First Keith Haring Mural to Go to Auction Fetches $3.8M at Bonhams

First Keith Haring Mural to Go to Auction Fetches $3.8M at Bonhams
Keith Haring, “Untitled (The Church of the Ascension Grace House Mural)” (c.1983/84) (image courtesy Bonhams)

Keith Haring’s 85-foot mural “Untitled (The Church of the Ascension Grace House Mural)” (c.1983/84) achieved $3,860,075 at Bonhams Post-War & Contemporary Art sale on November 13. It was the first Haring mural ever to come to auction and it was originally painted in the stairwell of Grace House, a former convent and home of the Catholic Youth Organization in Manhattan. Other highlights from the sale include Helen Frankenthaler’s “Mica” (1981), which sold for $487,575; Louise Nevelson’s “Rain Forest Column XVIII” (1962), which sold for $225,075; and Sam Francis’s “Of the Rope Star (SFF:636)” (1973–1974), which sold for $237,575. The sale achieved a total of $6,626,300.

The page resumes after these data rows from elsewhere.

PR #965, opened 2020-10-01
Fixed PXB-2216 (Backup changing table encryption version)

altmannmarcelo:
https://jira.percona.com/browse/PXB-2216

When a table is created with encryption flag the encryption information
is written in two phases:
1) Encryption flag - this is written synchronously to the .ibd file
2) Encryption information (magic key/version, key, iv, ...) - this is
written on the buffer pool page, generates a redo log and later gets
flushed to .ibd.

This means we can have tables that have encryption flag set but doesn't
have the encryption information yet if we start the backup right after
the table has been created and its page 0 is still dirty.

At the prepare phase we will first open all tablespaces and read
encryption information via:
recv_recovery_from_checkpoint_start->xb_load_single_table_tablespaces->
xb_load_single_table_tablespace->Datafile::validate_first_page->
fsp_header_get_encryption_key->fsp_header_decode_encryption_info.

If the encryption data has not been written to the file yet we will
assume its ENCRYPTION_VERSION_3 as it won't match V1 nor V2 and will
fall the else clause of fsp_header_decode_encryption_info.
This will also change Encryption::max_version from default V2 to V3.
Correct encryption information will be written to page0 in buffer pool
when PXB process the redo log containing that information and table will
have correct key to decrypt the data. However, later when we start the
server at second phase, InnoDB calls innobase_start_or_create_for_mysql,
which will rotate tablespace keys via fil_encryption_rotate().
This will update the tablespace key from each table to the latest entry
on keyring. At this point Keyring will return the latest key as
ENCRYPTION_VERSION_3.

Fix ensures we properly catch each valid encryption version when opening
tables, skip reading encryption information if magic key is not set and
fail in case a not empty or not know version is read from tablespace.

This commit also fixes PXB-2287 (split innodb_encryption test).


altmannmarcelo:
https://pxb.cd.percona.com/job/percona-xtrabackup-2.4-param-medium/109/

rahulmalik87 (approved):
LGTM

satya-bodapati (commented):
Looks good.
@altmannmarcelo 
Can you please check if the below tests fail on 2.4 trunk also?
t/bug1135431.sh
t/bug1248331.sh
t/bug1623210.sh

(It looks like PXB 2.4 trunk has lot of failures :cry: )

satya-bodapati (approved):
Please check if these test failures can be fixed as part of 2.4 refresh

PR #970, opened 2020-10-08
2.4 Fixed PXB-1462 (long gtid_executed breaks --history functionality)

altmannmarcelo:
https://jira.percona.com/browse/PXB-1462

xtrabackup_history table has a limited length for binlog_pos.
gtid_executed field can grown in case of gaps of multi source
replication making it not fit the current 128 char long field.

Fix
Change binlog_pos to use TEXT fild type.


altmannmarcelo:
new PR #1069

Umberto Boccioni, “Unique Forms of Continuity in Space” (conceived in 1913, cast in 1972) (image courtesy Christie’s)

Christie’s Impressionist and Modern Art Evening Sale on November 11 totaled $191,911,500. Among the most surprising results was a surmoulage (please Google that) of Umberto Boccioni’s “Unique Forms of Continuity in Space (Forme uniche della continuità nello spazio)” (1913/1972) which realized $16.2M at auction, far exceeding its $3.8M–$4.5M estimate. René Magritte’s “Le seize septembre” (1957) sold for $19,570,000.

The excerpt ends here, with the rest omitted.